The findings from the study indicate that CDR-based research methods may replicate poverty estimates obtained from traditional forms of data collection at a fraction of the cost. Although the poverty estimates produced by CDR analysis did not perfectly match those generated by surveys and censuses, the results show that more comprehensive data could greatly enhance their predictive power. CDR analysis has especially promising applications in low-income countries where limited fiscal and budgetary resources complicate the task of survey data collection.

Example 2: Rwanda Poverty Map

Blumenstock, Cadamuro, and On (2015) constructed a poverty map of Rwanda using an anonymized database containing records of billions of interactions on Rwanda’s largest mobile phone network.

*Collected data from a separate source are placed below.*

Issue #1622, opened 2022-08-03
Minor edits are published when saved as draft


timoludwig:
### Describe the Bug

When a page is
- marked as minor edit and
- saved as draft

the current and all past versions are made public

### Steps to Reproduce

1. Go to the page form of a page
2. mark as minor edit
3. Save page as draft

### Expected Behavior

When a page is saved as draft, it should actually be saved as draft

### Actual Behavior

The page is made public

svenseeberg:
I did not notice this edge case while testing :-/ This needs to be fixed before we can deploy #1620. I'll look into this issue.

svenseeberg:
So before I start fixing this, I want to document the different states and their transitions:

- If a version is the first version, it can (obviously) never be minor.
- If a change is a minor edit, the translation status should not be changed. That basically means that it keeps being outdated, if it was outdated before. If it acts as a source for another language, then the other language should stay up to date.
- A minor change has no influence on the translation status.
- The translation status is calculated based on major versions. If the major version of a translation is newer than the source, it is up to date. If it is older, it is outdated.
- The fact whether a translation version is draft or public has no influence on the translation status.
- The history should not change (??).
-

PR #1624, opened 2022-08-04
Fix translation state when pubishing minor edit

timoludwig:
### Short description

This would be my suggestion to fix the translation state calculation

### Proposed changes

- Don't allow the first version to be a minor edit (identical to before)
- When a page is published and a minor edit, also publish the past versions to make sure the status is calculated correctly (and the minor change is actually a minor change and not a transition from a draft page to a public page)

### Resolved issues

Fixes: #1464
Fixes: #1622

### DIFF
--- a/integreat_cms/cms/views/pages/page_form_view.py
+++ b/integreat_cms/cms/views/pages/page_form_view.py
@@ -288,29 +288,28 @@ class PageFormView(
                 page_translation_form.instance.page.translations.filter(
                     language__in=languages
                 ).update(status=status.DRAFT)
-            # If the translation is minor change and there is no major public version
-            if (page_translation_form.instance.minor_edit is True) and (
-                not page_translation_form.instance.major_public_version
+            # If this is the first version and the minor edit checkbox is checked, remove it
+            if (
+                page_translation_form.instance.version == 1
+                and page_translation_form.instance.minor_edit
             ):
-                # and if it is the first version, save it as major public
-                if page_translation_form.instance.version == 1:
-                    page_translation_form.instance.minor_edit = False
-                    page_translation_form.save()
-                    messages.info(
-                        request,
-                        _(
-                            'Page "{}" was saved as major version. The first version is not allowed to be a minor edit.'
-                        ).format(page_translation_form.instance.title),
-                    )
-                # or if there are only draft and/or minor public version, change them to public major version
-                else:
-                    language_tree_node = region.language_node_by_slug.get(language.slug)
-                    languages = [language] + [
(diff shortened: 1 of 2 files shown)


integreat_cms/cms/views/pages/page_form_view.py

These data were complemented with follow-up phone surveys of a geographically stratified random sample of 856 individual subscribers, which included questions regarding asset ownership, housing characteristics, and several other basic welfare indicators. Given the geographic information contained in the CDR data, the authors were able to map each data point to small divisions created using Voronoi polygons. The data were analyzed using a supervised-learning algorithm to generate wealth predictions at a very fine degree of spatial granularity. Out-of-sample predictions were generated for the characteristics of the remaining 1.5 million Rwandan mobile phone users who did not participate in the survey. By comparing the model’s results with other sources of data, the study showed that CDR data were predictive of individual-level asset-based wealth in Rwanda.

In 2018, Blumenstock expanded this analysis by applying a simplified version of the previous model to Afghanistan. The objective was to demonstrate the accuracy of a model that could be replicated and generalized to different countries. The study relied on several rounds of interviews with 1,234 Afghan citizens. As in the case of Rwanda, each respondent’s survey responses were matched to their corresponding CDRs. The simplified model was applied to both Rwanda and Afghanistan with results similar to those observed in the original model. The author further investigated whether a model trained with data from one country (in this case, Rwanda) could be used to predict the wealth of a different country (Afghanistan). However, the results were only slightly better than those that would be obtained by random guesses, indicating the need to retrain the model with country-specific data.

  1. Voronoi polygons partition a plane into regions proximate to items or objects within a defined set.